また、前記パススルースタンドのロール周速度Vpは、熱延鋼板先端部の通過時に通板不良が起こらないように、水平圧延を行った水平圧延機のうち最後段側の水平圧延機のロール周速度Vrよりも速くする必要がある。熱延鋼板の走行速度および仕上圧延機出側の冷却テーブルローラの回転速度を考慮すると、前記パススルースタンドのロール周速度Vpは、1.05×Vr≦Vp≦1.5×Vrを満足することが好ましい。
さらに、仕上圧延機出側での熱延鋼板先端部の上反りを安定して低減するために、パススルースタンドを2機以上とすることが好ましく、この際に、通板安定化のため後段側のパススルースタンドのロールギャップを前段側のパススルースタンドのロールギャップより小さく設定することがより好ましい。また、前記2機以上のパススルースタンドは連続して設けられていることが好ましい。

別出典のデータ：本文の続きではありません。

PR #1132, opened 2025-05-03
[Refactor] Change `Status` from class to interface

DayKev:
N/A

General refactoring.

- `Pokemon#status` is now `protected`
- Added `Pokemon#setStatus`, `Pokemon#advanceStatusCounter` and `Pokemon#resetToxicTurnCounter`
- Renamed `Status#statusEffect` to `Status#effect`
- Added getters for `toxicTurnCount` and `sleepTurnsRemaining` in `Pokemon`
- Moved `Status` interface to `src/@types/Status.ts`

## How to test the changes?
`npm run test:silent`
Do various things involving status effects.

## Checklist

### DIFF
--- a/src/@types/Status.ts
+++ b/src/@types/Status.ts
@@ -1,0 +1,7 @@
+import type { StatusEffect } from "#enums/status-effect";
+
+export interface Status {
+  effect: StatusEffect;
+  toxicTurnCount: number;
+  sleepTurnsRemaining: number;
+}
--- a/src/@types/Status.ts
+++ b/src/@types/Status.ts
@@ -1,7 +1,19 @@
 import type { StatusEffect } from "#enums/status-effect";
 
+/** Contains fields related to {@linkcode StatusEffect}s */
 export interface Status {
-  effect: StatusEffect;
+  /** @see {@linkcode StatusEffect} */
+  readonly effect: StatusEffect;
+  /**
+   * Toxic damage is `1/16 max HP * toxicTurnCount`; increases by 1 per turn.
+   * Ignored if the effect is not {@linkcode StatusEffect.TOXIC}
+   * @defaultValue 0
+   */
   toxicTurnCount: number;
+  /**
+   * The pokemon wakes up when this is `0` and the {@linkcode effect} is {@linkcode StatusEffect.SLEEP}.
+   * Ignored if the effect is not sleep.
+   * @defaultValue 0
+   */
   sleepTurnsRemaining: number;
 }
--- a/src/data/abilities/ab-attrs/reduce-sleep-duration-ab-attr.ts
+++ b/src/data/abilities/ab-attrs/reduce-sleep-duration-ab-attr.ts
@@ -1,5 +1,4 @@
 import type { Pokemon } from "#app/field/pokemon";
-import type { NumberHolder } from "#app/utils/common-utils";
 import { AbAttrFlag } from "#enums/ab-attr-flag";
 import { StatusEffect } from "#enums/status-effect";
 import { AbAttr } from "./ab-attr";
@@ -27,14 +26,9 @@ export class ReduceSleepDurationAbAttr extends AbAttr {
    * - `[1]` - The number of turns remaining until the status is healed
    * @returns `true` if the ability was applied
    */
-  override apply(
-    _pokemon: Pokemon,
-    _simulated: boolean,
-    statusEffect: StatusEffect,
-    turnsRemaining: NumberHolder,
-  ): boolean {
+  override apply(pokemon: Pokemon, _simulated: boolean, statusEffect: StatusEffect): boolean {
     if (statusEffect === this.statusEffect) {
-      turnsRemaining.value -= 1;
+      pokemon.advanceStatusCounter();
       return true;
     }
 
--- a/src/data/mystery-encounters/utils/encounter-phase-utils.ts
+++ b/src/data/mystery-encounters/utils/encounter-phase-utils.ts
@@ -13,7 +13,6 @@ import type MysteryEncounterOption from "#app/data/mystery-encounters/mystery-en
 import { showEncounterText } from "#app/data/mystery-encounters/utils/encounter-dialogue-utils";
 import { getNatureName } from "#app/data/nature";
 import type PokemonSpecies from "#app/data/pokemon-species";
-import { Status } from "#app/data/status-effect";
 import type { TrainerConfig } from "#app/data/trainer-config";
 import { allTrainerConfigs } from "#app/data/trainer-configs/all-trainer-configs";
 import type { Variant } from "#app/data/variant";
@@ -269,7 +268,7 @@ export async function initBattleWithEnemyConfig(partyConfig: EnemyPartyConfig): 
 
     // Make sure basic data is clean
     enemyPokemon.hp = enemyPokemon.getMaxHp();
-    enemyPokemon.status = null;
+    enemyPokemon.resetStatus();
     enemyPokemon.passive = false;
 
     if (e < (doubleBattle ? 2 : 1)) {
@@ -350,7 +349,8 @@ export async function initBattleWithEnemyConfig(partyConfig: EnemyPartyConfig): 
           : statusEffects === StatusEffect.SLEEP
             ? 3
             : undefined;
-        enemyPokemon.status = new Status(status, 0, cureTurn);
+        // @ts-expect-error - `Pokemon#setStatus` is protected; TODO: change this?
+        enemyPokemon.setStatus(status, { sleepTurnsRemaining: cureTurn });
       }
 
       // Set summon data fields
--- a/src/data/status-effect.ts
+++ b/src/data/status-effect.ts
@@ -2,30 +2,6 @@ import { StatusEffect } from "#enums/status-effect";
 import type { ParseKeys } from "i18next";
 import i18next from "i18next";
 
-export class Status {
-  protected effect: StatusEffect;
-  /** Toxic damage is `1/16 max HP * toxicTurnCount` */
-  public toxicTurnCount: number = 0;
-  public sleepTurnsRemaining?: number;
-
-  constructor(effect: StatusEffect, toxicTurnCount: number = 0, sleepTurnsRemaining?: number) {
-    this.effect = effect;
-    this.toxicTurnCount = toxicTurnCount;
-    this.sleepTurnsRemaining = sleepTurnsRemaining;
-  }
-
-  get statusEffect(): StatusEffect {
-    return this.effect;
-  }
-
-  incrementTurn(): void {
-    this.toxicTurnCount++;
-    if (this.sleepTurnsRemaining) {
-      this.sleepTurnsRemaining--;
-    }
-  }
-}
-
 function getStatusEffectMessageKey(statusEffect: StatusEffect | undefined): string {
   switch (statusEffect) {
     case StatusEffect.POISON:
--- a/src/field/pokemon.ts
+++ b/src/field/pokemon.ts
@@ -4066,7 +4066,7 @@ export abstract class Pokemon extends Phaser.GameObjects.Container {
 
   protected setStatus(
     effect: StatusEffect,
-    { toxicTurnCount = 0, sleepTurnsRemaining = 0 }: { toxicTurnCount?: number; sleepTurnsRemaining?: number },
+    { toxicTurnCount = 0, sleepTurnsRemaining = 0 }: Partial<Omit<Status, "effect">>,
   ): void {
     this.status = {
       effect,
@@ -4093,6 +4093,9 @@ export abstract class Pokemon extends Phaser.GameObjects.Container {
           break;
         }
         this.status.sleepTurnsRemaining--;
+        break;
+      default:
+        // intentionally left blank
         break;
     }
   }
--- a/src/field/pokemon.ts
+++ b/src/field/pokemon.ts
@@ -21,7 +21,11 @@ import {
   SEMI_INVULNERABLE_BATTLER_TAG_TYPES,
   TRAPPED_BATTLER_TAG_TYPES,
 } from "#app/constants/battler-tag-constants";
-import { DYNAMAX_DAMAGE_TAKEN_FACTOR } from "#app/constants/game-constants";
+import {
+  DEFAULT_MAX_SLEEP_DURATION,
+  DEFAULT_MIN_SLEEP_DURATION,
+  DYNAMAX_DAMAGE_TAKEN_FACTOR,
+} from "#app/constants/game-constants";
 import type { AbAttr } from "#app/data/abilities/ab-attrs/ab-attr";
 import type { AddSecondStrikeAbAttr } from "#app/data/abilities/ab-attrs/add-second-strike-ab-attr";
 import type { AlliedFieldDamageReductionAbAttr } from "#app/data/abilities/ab-attrs/allied-field-damage-reduction-ab-attr";
@@ -4042,7 +4046,10 @@ export abstract class Pokemon extends Phaser.GameObjects.Container {
     const sleepTurnsRemaining: NumberHolder = new NumberHolder(0);
 
     if (effect === StatusEffect.SLEEP) {
-      sleepTurnsRemaining.value = turnsRemaining !== 0 ? turnsRemaining : this.randSeedIntRange(2, 4);
+      sleepTurnsRemaining.value =
+        turnsRemaining !== 0
+          ? turnsRemaining
+          : this.randSeedIntRange(DEFAULT_MIN_SLEEP_DURATION, DEFAULT_MAX_SLEEP_DURATION);
 
       this.setFrameRate(4);
 
--- a/src/field/pokemon.ts
+++ b/src/field/pokemon.ts
@@ -4006,6 +4006,7 @@ export abstract class Pokemon extends Phaser.GameObjects.Container {
     return true;
   }
 
+  /** @todo Refactor this */
   trySetStatus(
     effect: StatusEffect,
     asPhase: boolean = false,
--- a/src/field/pokemon.ts
+++ b/src/field/pokemon.ts
@@ -9,10 +9,18 @@ import type { FaintPhase } from "#app/phases/faint-phase";
 import type { AbilityFilterOptions } from "#app/@types/AbilityFilterOptions";
 import type { DamageCalculationResult } from "#app/@types/DamageCalculationResult";
 import type { DamageFunctionOptions } from "#app/@types/DamageFunctionOptions";
+import type { nil } from "#app/@types/nil";
 import type { PokemonTurnData } from "#app/@types/PokemonTurnData";
 import type { PokemonWaveData } from "#app/@types/PokemonWaveData";
+import type { Status } from "#app/@types/Status";
 import type { TurnMove } from "#app/@types/TurnMove";
 import type { AnySound } from "#app/audio-manager";
+import { WEAKEN_MOVE_SCREEN_ARENA_TAG_TYPES } from "#app/constants/arena-tag-constants";
+import {
+  CRIT_BOOST_BATTLER_TAG_TYPES,
+  SEMI_INVULNERABLE_BATTLER_TAG_TYPES,
+  TRAPPED_BATTLER_TAG_TYPES,
+} from "#app/constants/battler-tag-constants";
 import { DYNAMAX_DAMAGE_TAKEN_FACTOR } from "#app/constants/game-constants";
 import type { AbAttr } from "#app/data/abilities/ab-attrs/ab-attr";
 import type { AddSecondStrikeAbAttr } from "#app/data/abilities/ab-attrs/add-second-strike-ab-attr";
@@ -114,7 +122,7 @@ import { SpeciesFormChangeActiveTrigger } from "#app/data/species-form-change-tr
 import { SpeciesFormChangeMoveLearnedTrigger } from "#app/data/species-form-change-triggers/species-form-change-move-learned-trigger";
 import { SpeciesFormChangePostMoveTrigger } from "#app/data/species-form-change-triggers/species-form-change-post-move-trigger";
 import { SpeciesFormChangeStatusEffectTrigger } from "#app/data/species-form-change-triggers/species-form-change-status-effect-trigger";
-import { Status, getNonVolatileStatusEffects } from "#app/data/status-effect";
+import { getNonVolatileStatusEffects } from "#app/data/status-effect";
 import { tmPoolTiers, tmSpecies } from "#app/data/tms";
 import { getTypeDamageMultiplier, getTypeRgb, type TypeDamageMultiplier } from "#app/data/type";
 import { variantData, type Variant } from "#app/data/variant";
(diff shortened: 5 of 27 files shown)


src/field/pokemon.ts
```diff
@@ -4068,6 +4077,46 @@ export abstract class Pokemon extends Phaser.GameObjects.Container {
...
+    { toxicTurnCount = 0, sleepTurnsRemaining = 0 }: { toxicTurnCount?: number; sleepTurnsRemaining?: number },
+  ): void {
+    this.status = {
+      effect,
+      toxicTurnCount,
+      sleepTurnsRemaining,
+    };
+  }
+
+  public advanceStatusCounter(): void {
```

図3に示した7スタンドの水平圧延機からなる仕上圧延機を用いて製品板厚13mmの鋼板AではF7スタンドをパススルースタンド、製品板厚16mmの鋼板Bおよび製品板厚25mmの鋼板CではF6スタンドとF7スタンドをパススルースタンドとして製造した。

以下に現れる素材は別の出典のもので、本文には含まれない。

PR #1134, opened 2025-05-04
[Refactor] Rename `getFieldPokemonByBattlerIndex`

DayKev:
Also make param required

N/A

The function name is a bit long, and the `battlerIndex` parameter should be required.

- `BattleScene#getFieldPokemonByBattlerIndex` renamed to `BattleScene#getPokemonByBattlerIndex` (only field pokemon can have a battler index).
- Made `battlerIndex` a required parameter.

## Checklist

### DIFF
--- a/src/battle-scene.ts
+++ b/src/battle-scene.ts
@@ -1,3 +1,4 @@
+import type { AbstractConstructor } from "#app/@types/AbstractConstructor";
 import type { HeldModifierConfig } from "#app/@types/HeldModifierConfig";
 import type { Localizable } from "#app/@types/locales";
 import type { ModifierPredicate } from "#app/@types/ModifierPredicate";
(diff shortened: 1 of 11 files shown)


Tempo-anon (dismissed):

src/battle-scene.ts
```diff
@@ -831,9 +831,9 @@ export default class BattleScene extends SceneBase {
   /**
    * Returns the Pokemon currently on the field that has a certain battler index, or `undefined` if no such Pokemon exists.
    * This function is allowed to return non-active (e.g., fainted) Pokemon.
-   * @param battlerIndex The battler index to search for.
+   * @param battlerIndex - The battler index to search for.
```
innerthunder:
```suggestion
   * @param battlerIndex - The {@linkcode BattlerIndex} to search for.
```

innerthunder (dismissed):

PR #1138, opened 2025-05-06
[Bug] Fix parsing of local save data

DayKev:
Data saving/loading will no longer break if non-latin characters end up in the local save data somehow.

Crash fix.

The code path for saving and loading local save data now uses `encodeURIComponent`/`decodeURIComponent`.

## How to test the changes?
~I forgot to save the system/session data from before the fix, so I have no idea what caused it. This save is from after the fix, on the wave that was previously broken. I'm not sure if it's possible to observe the bug from it though, it was system data that was broken.~

~[sessionData1_Guest - local save encoding bug.pkty.txt](https://github.com/user-attachments/files/20053308/sessionData1_Guest.-.local.save.encoding.bug.pkty.txt)~

The following session save triggers the bug after you complete the wave (system data was freshly imported from the "everything" dev save in `test/test-utils/resources/saves/everything.pkty.txt`):

[sessionData1_Guest - local save encoding bug 2.pkty.txt](https://github.com/user-attachments/files/20053742/sessionData1_Guest.-.local.save.encoding.bug.2.pkty.txt)

## Checklist

### DIFF
--- a/src/system/game-data.ts
+++ b/src/system/game-data.ts
@@ -104,15 +104,15 @@ export function getDataTypeKey(dataType: GameDataType, slotId: number = 0): stri
 }
 
 export function encrypt(data: string, bypassLogin: boolean): string {
-  return (bypassLogin ? (data: string) => btoa(data) : (data: string) => AES.encrypt(data, saveKey))(
-    data,
-  ) as unknown as string; // TODO: is this correct?
+  const localFunc = (data: string): string => btoa(encodeURIComponent(data));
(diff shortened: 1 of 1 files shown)


innerthunder (approved):

Tempo-anon (commented):
I feel like a comment in these functions to explain what `localFunc` is doing (preventing crashes of non latin chars) would be good

flx-sta (approved):
LGTM but it might be worth adding a simple automated test to validate this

その結果、本発明法によれば仕上圧延機出側での鋼板先端部の上反り量が低減していることが確認され、特に、F6スタンドとF7スタンドを共に本発明法であるロールギャップに設定した場合に上反り量の顕著な低減効果が確認された。これらの効果は、ラインパイプ用鋼板、高張力鋼板等の制御圧延を実施する熱延鋼板の場合に特に有効である。
Figure 0005924320
1 上ロール
2 下ロール
3 入側ガイドテーブル
4 入側ガイドテーブルからの反力
5 上ロールからの反力
6 熱延鋼板上面側に分布する応力
7 熱延鋼板下面側に分布する応力
8 水平圧延を行う水平圧延機
9 パススルースタンド
10 鋼板
θ1 噛込み角度
θ2 噛込み角度

Claims (4)

  1. 被圧延材である鋼板の先端部がロールバイトに進入することを補助し、前記鋼板が通板するガイドテーブルを入側に具備した複数の水平圧延機からなる仕上圧延機を用いて、前記鋼板の熱間仕上圧延を行う際、少なくとも一機以上の水平圧延機を、前段側から優先的に用いて製品板厚まで水平圧延を行い、残りの後段側の水平圧延機は、水平圧延を行わないパススルースタンドとし、少なくとも一機以上のパススルースタンドのロールギャップを製品板厚より1〜10mm大きく設定するとともに、該パススルースタンドのロール周速度を、前記製品板厚まで水平圧延を行った前段側の水平圧延機のうち最後段にある水平圧延機のロール周速より速く設定して熱間仕上圧延を行うことを特徴とする熱延鋼板の先端上反り低減方法。
  2. 前記パススルースタンドのロールギャップを製品板厚より1〜4mm大きく設定することを特徴とする請求項1に記載の熱延鋼板の先端上反り低減方法。
  3. 前記パススルースタンドのうち2機以上のロールギャップを製品板厚より1〜10mm大きく設定することを特徴とする請求項1または2に記載の熱延鋼板の先端上反り低減方法。
  4. 前記パススルースタンドのうち2機以上のロールギャップを製品板厚より1〜10mm大きく設定し、後段側のパススルースタンドのロールギャップを前段側のパススルースタンドのロールギャップより小さく設定することを特徴とする請求項3に記載の熱延鋼板の先端上反り低減方法。